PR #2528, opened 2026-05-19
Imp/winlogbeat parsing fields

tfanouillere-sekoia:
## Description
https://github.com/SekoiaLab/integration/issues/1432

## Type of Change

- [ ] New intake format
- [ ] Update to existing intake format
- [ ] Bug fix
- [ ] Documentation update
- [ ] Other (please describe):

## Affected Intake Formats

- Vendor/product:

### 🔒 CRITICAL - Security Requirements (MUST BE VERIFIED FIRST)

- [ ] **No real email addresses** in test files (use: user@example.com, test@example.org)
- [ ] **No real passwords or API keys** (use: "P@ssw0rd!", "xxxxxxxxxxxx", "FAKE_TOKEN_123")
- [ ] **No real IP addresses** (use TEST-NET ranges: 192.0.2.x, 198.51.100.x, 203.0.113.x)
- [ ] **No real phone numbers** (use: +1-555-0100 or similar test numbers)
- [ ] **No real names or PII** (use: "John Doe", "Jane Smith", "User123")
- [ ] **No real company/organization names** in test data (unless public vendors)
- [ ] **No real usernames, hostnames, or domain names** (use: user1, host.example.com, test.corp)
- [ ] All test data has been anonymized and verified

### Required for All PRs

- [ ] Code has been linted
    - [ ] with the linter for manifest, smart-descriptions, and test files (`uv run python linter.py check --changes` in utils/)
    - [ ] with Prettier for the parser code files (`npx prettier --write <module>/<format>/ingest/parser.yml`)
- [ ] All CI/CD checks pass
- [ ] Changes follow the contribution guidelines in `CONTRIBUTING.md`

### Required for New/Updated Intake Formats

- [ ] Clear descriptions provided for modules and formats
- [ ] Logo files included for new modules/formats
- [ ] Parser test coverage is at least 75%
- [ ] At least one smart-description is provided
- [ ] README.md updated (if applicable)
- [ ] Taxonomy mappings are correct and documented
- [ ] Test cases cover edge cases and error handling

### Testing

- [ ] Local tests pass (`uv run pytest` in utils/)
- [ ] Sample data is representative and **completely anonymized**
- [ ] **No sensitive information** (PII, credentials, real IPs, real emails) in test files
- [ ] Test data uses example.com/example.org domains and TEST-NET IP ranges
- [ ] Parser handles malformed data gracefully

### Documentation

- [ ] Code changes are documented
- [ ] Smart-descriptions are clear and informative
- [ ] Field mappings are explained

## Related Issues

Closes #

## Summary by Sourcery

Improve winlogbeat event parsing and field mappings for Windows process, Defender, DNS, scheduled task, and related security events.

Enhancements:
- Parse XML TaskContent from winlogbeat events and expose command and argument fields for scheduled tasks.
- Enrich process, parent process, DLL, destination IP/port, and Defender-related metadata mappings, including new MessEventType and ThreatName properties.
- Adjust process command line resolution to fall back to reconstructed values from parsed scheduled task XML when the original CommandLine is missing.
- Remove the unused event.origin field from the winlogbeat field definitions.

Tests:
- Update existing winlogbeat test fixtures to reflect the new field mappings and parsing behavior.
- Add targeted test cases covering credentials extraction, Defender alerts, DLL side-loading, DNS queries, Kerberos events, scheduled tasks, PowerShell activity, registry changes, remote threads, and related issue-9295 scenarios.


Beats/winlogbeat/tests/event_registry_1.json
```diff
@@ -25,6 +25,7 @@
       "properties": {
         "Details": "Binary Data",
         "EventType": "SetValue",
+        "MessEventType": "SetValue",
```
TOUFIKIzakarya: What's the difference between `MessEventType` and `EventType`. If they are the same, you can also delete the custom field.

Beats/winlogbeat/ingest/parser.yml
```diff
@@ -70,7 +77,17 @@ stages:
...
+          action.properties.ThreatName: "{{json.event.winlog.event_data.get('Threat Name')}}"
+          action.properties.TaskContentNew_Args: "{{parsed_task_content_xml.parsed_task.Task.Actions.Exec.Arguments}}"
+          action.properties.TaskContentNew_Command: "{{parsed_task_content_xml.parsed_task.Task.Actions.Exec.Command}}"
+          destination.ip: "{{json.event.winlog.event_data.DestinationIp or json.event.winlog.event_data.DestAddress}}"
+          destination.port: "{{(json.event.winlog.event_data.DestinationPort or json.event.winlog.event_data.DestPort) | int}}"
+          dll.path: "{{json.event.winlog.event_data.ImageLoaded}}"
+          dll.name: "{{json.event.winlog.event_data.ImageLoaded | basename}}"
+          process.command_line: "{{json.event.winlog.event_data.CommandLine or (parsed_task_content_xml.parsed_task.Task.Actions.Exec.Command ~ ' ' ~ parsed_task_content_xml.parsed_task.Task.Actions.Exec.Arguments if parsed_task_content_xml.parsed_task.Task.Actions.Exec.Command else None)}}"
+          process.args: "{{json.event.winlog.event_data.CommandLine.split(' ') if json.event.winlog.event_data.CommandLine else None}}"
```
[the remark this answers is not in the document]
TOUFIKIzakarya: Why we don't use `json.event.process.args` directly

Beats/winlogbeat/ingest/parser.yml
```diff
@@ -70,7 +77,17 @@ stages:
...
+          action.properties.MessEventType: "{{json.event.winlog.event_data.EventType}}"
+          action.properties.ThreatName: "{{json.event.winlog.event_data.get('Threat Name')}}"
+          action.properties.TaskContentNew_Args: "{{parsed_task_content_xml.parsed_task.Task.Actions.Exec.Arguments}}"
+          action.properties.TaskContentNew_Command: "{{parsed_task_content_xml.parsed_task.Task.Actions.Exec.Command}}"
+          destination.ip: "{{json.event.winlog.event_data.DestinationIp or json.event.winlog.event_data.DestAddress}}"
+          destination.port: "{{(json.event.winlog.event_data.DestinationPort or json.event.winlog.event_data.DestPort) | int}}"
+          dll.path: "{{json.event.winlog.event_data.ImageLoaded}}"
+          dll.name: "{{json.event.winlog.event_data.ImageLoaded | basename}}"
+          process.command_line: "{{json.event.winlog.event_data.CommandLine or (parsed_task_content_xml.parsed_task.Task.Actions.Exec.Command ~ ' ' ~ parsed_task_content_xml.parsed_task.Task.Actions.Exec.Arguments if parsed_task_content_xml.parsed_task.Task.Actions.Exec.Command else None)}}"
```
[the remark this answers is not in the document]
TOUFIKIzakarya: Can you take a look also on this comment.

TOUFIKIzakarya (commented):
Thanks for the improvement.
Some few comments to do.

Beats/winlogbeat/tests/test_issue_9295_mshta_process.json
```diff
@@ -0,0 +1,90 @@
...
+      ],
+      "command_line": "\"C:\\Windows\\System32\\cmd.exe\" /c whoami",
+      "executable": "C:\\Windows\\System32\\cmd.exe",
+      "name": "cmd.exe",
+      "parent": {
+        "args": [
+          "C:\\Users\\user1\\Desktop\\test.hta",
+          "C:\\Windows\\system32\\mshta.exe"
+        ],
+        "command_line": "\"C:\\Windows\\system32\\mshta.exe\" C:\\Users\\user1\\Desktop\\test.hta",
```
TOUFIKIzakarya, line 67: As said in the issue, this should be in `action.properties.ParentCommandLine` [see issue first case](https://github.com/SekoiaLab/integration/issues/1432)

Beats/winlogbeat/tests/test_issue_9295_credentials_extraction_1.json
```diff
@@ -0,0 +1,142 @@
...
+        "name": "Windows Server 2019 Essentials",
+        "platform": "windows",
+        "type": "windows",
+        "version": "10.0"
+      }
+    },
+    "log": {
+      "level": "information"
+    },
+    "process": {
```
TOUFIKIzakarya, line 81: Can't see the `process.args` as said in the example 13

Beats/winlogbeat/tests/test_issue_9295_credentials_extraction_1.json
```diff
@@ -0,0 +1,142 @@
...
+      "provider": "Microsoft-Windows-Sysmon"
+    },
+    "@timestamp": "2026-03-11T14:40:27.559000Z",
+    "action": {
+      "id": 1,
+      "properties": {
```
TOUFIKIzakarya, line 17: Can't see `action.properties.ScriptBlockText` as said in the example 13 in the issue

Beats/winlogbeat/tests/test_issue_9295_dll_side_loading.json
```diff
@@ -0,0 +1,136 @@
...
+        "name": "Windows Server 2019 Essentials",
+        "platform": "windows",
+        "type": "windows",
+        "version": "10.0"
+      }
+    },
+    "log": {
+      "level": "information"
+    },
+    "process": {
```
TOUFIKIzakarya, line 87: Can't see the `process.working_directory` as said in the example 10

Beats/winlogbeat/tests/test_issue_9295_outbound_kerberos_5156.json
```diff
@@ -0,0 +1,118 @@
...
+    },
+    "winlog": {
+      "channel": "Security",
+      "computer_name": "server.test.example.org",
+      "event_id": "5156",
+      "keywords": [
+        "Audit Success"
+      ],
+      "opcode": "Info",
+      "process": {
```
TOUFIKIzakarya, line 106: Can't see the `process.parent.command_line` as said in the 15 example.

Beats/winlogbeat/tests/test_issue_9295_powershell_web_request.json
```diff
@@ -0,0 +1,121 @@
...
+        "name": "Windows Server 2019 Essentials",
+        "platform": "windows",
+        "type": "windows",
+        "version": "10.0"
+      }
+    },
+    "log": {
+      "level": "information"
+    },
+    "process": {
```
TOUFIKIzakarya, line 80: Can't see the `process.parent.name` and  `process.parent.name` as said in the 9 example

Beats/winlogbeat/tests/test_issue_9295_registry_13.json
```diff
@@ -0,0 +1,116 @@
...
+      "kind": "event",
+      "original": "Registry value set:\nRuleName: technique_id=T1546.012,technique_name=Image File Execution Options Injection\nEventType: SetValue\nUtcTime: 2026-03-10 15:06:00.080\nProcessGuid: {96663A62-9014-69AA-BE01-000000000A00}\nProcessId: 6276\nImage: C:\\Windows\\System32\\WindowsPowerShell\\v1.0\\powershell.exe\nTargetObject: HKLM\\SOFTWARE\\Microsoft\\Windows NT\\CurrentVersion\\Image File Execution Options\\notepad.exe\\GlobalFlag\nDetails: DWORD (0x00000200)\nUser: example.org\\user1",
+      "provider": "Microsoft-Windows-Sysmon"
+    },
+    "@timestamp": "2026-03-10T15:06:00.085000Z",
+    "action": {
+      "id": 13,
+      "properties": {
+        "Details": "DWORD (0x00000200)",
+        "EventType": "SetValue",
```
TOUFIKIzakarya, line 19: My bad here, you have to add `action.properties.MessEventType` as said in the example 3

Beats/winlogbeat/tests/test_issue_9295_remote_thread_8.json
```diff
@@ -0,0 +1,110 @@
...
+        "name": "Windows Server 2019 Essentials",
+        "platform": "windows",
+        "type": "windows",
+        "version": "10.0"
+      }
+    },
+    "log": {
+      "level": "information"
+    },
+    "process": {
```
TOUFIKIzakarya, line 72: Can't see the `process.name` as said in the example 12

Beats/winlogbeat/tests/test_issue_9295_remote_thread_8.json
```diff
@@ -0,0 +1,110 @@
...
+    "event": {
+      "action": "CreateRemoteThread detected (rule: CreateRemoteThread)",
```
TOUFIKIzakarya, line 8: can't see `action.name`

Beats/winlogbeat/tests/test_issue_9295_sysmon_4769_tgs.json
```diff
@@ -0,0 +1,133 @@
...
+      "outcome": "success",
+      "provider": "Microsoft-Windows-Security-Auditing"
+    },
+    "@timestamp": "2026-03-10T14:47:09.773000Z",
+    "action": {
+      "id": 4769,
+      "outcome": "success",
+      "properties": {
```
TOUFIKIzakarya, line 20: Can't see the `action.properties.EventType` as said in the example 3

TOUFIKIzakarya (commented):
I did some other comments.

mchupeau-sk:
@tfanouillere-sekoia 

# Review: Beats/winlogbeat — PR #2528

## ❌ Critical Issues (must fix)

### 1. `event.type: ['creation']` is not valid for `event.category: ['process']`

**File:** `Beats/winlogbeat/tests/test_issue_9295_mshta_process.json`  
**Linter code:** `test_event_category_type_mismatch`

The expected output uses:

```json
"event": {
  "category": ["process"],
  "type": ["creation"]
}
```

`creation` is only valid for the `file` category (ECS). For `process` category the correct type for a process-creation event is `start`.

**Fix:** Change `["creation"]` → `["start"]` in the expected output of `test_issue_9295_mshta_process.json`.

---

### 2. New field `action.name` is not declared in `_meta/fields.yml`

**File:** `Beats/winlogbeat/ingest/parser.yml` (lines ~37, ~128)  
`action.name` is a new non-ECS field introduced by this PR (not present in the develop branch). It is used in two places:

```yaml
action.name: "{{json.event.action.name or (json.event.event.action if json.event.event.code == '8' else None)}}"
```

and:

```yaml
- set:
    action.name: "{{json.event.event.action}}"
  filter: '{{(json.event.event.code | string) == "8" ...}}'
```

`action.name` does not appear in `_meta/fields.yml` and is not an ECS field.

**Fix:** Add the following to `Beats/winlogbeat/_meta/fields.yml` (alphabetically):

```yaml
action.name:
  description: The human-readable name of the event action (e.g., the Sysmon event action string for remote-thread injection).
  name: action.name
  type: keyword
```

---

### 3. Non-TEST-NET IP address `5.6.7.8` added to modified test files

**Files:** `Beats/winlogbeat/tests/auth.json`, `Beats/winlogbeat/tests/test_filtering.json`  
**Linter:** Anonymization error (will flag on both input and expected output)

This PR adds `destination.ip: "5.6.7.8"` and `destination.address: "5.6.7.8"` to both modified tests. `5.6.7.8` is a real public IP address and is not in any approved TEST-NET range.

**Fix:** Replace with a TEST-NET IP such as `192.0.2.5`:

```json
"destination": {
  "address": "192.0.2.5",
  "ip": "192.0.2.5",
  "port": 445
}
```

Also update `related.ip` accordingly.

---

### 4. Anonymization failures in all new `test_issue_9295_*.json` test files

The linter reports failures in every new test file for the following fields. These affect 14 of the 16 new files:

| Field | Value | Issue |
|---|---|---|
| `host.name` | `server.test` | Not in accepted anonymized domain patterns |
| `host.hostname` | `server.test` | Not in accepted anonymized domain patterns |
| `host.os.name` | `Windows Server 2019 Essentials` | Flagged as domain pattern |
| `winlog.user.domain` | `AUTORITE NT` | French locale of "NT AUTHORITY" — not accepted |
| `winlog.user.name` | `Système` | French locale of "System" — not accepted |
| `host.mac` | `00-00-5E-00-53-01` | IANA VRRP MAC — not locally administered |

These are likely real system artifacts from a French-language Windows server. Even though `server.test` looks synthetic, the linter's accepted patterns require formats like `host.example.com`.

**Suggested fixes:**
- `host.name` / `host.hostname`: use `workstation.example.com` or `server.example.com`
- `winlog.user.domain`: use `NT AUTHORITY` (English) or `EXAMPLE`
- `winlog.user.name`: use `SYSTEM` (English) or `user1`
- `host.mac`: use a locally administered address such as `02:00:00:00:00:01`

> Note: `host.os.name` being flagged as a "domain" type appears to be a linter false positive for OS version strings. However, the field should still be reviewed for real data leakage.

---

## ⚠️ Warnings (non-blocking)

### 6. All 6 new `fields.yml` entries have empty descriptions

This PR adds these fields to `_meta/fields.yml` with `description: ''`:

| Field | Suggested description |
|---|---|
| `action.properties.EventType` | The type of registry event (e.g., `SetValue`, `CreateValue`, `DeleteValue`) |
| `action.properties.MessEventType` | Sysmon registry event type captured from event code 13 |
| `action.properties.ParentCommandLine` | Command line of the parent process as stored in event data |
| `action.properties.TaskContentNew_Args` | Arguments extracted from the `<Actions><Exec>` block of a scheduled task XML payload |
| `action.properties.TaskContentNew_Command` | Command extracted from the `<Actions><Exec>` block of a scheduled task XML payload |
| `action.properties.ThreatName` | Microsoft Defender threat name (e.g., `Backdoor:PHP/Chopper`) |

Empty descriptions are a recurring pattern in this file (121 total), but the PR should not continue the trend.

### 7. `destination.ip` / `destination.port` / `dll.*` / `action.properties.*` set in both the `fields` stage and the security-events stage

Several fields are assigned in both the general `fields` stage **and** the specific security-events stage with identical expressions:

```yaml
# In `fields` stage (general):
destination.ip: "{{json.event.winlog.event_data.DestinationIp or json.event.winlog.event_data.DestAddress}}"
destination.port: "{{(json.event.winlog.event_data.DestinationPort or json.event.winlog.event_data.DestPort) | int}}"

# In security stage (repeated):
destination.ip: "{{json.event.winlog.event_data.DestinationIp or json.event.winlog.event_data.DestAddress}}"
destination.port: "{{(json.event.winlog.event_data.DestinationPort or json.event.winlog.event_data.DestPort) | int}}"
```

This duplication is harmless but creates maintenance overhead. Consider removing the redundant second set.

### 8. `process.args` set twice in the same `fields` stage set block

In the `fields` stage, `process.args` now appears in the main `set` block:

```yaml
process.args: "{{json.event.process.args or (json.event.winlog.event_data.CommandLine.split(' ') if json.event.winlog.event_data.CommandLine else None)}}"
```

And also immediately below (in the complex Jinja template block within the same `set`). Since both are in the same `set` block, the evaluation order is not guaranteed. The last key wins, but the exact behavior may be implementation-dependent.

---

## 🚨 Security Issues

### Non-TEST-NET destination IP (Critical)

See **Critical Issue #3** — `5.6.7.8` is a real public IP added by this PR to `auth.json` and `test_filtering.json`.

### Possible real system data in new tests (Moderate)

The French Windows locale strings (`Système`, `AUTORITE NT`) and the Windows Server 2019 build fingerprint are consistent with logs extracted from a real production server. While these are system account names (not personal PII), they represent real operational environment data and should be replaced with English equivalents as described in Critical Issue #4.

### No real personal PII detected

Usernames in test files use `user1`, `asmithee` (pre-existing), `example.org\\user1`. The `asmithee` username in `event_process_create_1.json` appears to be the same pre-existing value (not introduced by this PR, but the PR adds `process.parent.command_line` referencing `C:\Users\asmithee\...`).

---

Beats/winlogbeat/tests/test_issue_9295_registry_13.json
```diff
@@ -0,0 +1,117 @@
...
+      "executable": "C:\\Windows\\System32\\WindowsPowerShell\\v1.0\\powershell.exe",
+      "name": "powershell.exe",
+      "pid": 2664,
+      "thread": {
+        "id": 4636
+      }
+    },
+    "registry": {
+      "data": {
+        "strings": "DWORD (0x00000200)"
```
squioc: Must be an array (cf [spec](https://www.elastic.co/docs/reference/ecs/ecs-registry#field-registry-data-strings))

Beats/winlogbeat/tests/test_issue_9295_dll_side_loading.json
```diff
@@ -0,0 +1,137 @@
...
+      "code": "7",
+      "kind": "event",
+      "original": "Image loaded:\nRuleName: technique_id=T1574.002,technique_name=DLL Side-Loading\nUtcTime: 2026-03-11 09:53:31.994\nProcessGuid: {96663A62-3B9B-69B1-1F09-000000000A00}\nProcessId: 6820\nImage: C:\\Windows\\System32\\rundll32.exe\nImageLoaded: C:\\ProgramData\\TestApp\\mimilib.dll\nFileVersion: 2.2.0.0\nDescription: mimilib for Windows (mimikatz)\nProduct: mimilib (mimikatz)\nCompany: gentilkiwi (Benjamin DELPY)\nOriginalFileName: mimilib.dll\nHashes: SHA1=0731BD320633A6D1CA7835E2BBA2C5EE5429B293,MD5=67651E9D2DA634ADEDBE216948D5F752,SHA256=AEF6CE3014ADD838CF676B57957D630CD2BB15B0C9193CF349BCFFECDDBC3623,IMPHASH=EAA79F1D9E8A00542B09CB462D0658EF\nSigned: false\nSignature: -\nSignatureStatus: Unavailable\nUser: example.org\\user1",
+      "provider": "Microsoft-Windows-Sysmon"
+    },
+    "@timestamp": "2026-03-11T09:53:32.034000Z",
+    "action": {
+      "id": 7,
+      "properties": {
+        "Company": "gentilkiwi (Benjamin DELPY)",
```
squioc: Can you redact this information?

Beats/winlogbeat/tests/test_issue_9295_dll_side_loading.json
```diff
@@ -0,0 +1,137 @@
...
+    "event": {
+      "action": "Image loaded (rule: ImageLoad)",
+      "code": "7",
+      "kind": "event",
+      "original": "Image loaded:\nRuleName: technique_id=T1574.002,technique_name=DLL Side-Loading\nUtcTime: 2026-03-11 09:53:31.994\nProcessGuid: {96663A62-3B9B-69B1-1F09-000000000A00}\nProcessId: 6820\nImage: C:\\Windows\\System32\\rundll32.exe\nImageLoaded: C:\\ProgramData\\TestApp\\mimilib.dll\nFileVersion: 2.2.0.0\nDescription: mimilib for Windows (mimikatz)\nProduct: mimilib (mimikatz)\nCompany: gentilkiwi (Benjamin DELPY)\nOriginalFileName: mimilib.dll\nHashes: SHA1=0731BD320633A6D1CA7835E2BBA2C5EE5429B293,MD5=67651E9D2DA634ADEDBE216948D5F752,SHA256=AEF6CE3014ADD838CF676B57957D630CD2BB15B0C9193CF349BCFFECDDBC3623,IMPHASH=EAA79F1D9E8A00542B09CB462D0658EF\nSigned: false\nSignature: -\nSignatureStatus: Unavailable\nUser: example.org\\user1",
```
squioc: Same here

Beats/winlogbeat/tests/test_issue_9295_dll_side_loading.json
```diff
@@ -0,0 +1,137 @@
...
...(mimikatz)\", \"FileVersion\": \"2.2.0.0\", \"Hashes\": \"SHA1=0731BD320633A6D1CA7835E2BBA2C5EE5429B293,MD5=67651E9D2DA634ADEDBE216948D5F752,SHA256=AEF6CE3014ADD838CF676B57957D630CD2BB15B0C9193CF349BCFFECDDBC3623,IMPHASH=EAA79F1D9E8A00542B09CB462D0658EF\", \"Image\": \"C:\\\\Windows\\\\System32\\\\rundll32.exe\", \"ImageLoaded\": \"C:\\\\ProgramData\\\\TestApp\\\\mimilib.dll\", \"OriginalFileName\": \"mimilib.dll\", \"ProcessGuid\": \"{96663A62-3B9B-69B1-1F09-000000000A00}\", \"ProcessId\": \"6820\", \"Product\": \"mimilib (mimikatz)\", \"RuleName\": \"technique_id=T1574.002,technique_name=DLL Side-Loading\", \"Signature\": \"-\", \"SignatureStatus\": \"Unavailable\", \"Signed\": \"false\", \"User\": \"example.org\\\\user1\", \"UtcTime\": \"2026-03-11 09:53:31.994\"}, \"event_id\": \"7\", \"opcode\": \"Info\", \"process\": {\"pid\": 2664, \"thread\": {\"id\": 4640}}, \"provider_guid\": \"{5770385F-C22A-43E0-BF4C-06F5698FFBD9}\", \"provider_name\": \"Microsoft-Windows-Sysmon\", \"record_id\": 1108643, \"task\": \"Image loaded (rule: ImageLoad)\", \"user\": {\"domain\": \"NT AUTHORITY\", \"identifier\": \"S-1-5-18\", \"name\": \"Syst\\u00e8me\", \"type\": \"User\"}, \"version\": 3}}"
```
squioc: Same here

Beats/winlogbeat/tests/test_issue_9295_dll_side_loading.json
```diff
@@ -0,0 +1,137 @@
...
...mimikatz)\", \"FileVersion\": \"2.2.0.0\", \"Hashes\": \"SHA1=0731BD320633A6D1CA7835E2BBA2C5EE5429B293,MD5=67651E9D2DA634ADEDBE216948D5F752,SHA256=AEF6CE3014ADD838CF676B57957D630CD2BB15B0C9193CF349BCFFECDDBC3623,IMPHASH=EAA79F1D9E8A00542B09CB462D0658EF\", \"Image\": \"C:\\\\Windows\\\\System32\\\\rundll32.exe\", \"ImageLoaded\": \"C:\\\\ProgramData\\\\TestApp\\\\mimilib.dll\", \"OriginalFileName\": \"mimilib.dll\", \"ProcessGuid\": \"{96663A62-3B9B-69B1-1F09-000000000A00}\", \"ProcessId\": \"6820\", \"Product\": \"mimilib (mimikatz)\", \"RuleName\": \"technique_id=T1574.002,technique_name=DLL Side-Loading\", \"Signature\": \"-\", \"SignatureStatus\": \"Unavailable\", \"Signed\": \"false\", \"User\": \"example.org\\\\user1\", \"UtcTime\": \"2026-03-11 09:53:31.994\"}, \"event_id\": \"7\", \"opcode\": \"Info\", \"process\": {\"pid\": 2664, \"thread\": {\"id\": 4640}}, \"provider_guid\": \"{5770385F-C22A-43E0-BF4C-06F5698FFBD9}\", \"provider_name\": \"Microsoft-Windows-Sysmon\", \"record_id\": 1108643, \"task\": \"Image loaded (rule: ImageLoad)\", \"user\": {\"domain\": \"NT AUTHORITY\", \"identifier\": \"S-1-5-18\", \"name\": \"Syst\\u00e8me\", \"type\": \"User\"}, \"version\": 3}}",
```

Brief :: Reproduce only the lines above spanning from the line containing "Imp/winlogbeat parsing fields" through the line containing "- [ ] At least", word for word.

Written reply ::
Imp/winlogbeat parsing fields

tfanouillere-sekoia:
## Description
https://github.com/SekoiaLab/integration/issues/1432

## Type of Change

- [ ] New intake format
- [ ] Update to existing intake format
- [ ] Bug fix
- [ ] Documentation update
- [ ] Other (please describe):

## Affected Intake Formats

- Vendor/product:

### 🔒 CRITICAL - Security Requirements (MUST BE VERIFIED FIRST)

- [ ] **No real email addresses** in test files (use: user@example.com, test@example.org)
- [ ] **No real passwords or API keys** (use: "P@ssw0rd!", "xxxxxxxxxxxx", "FAKE_TOKEN_123")
- [ ] **No real IP addresses** (use TEST-NET ranges: 192.0.2.x, 198.51.100.x, 203.0.113.x)
- [ ] **No real phone numbers** (use: +1-555-0100 or similar test numbers)
- [ ] **No real names or PII** (use: "John Doe", "Jane Smith", "User123")
- [ ] **No real company/organization names** in test data (unless public vendors)
- [ ] **No real usernames, hostnames, or domain names** (use: user1, host.example.com, test.corp)
- [ ] All test data has been anonymized and verified

### Required for All PRs

- [ ] Code has been linted
    - [ ] with the linter for manifest, smart-descriptions, and test files (`uv run python linter.py check --changes` in utils/)
    - [ ] with Prettier for the parser code files (`npx prettier --write <module>/<format>/ingest/parser.yml`)
- [ ] All CI/CD checks pass
- [ ] Changes follow the contribution guidelines in `CONTRIBUTING.md`

### Required for New/Updated Intake Formats

- [ ] Clear descriptions provided for modules and formats
- [ ] Logo files included for new modules/formats
- [ ] Parser test coverage is at least 75%
- [ ] At least one smart-description is provided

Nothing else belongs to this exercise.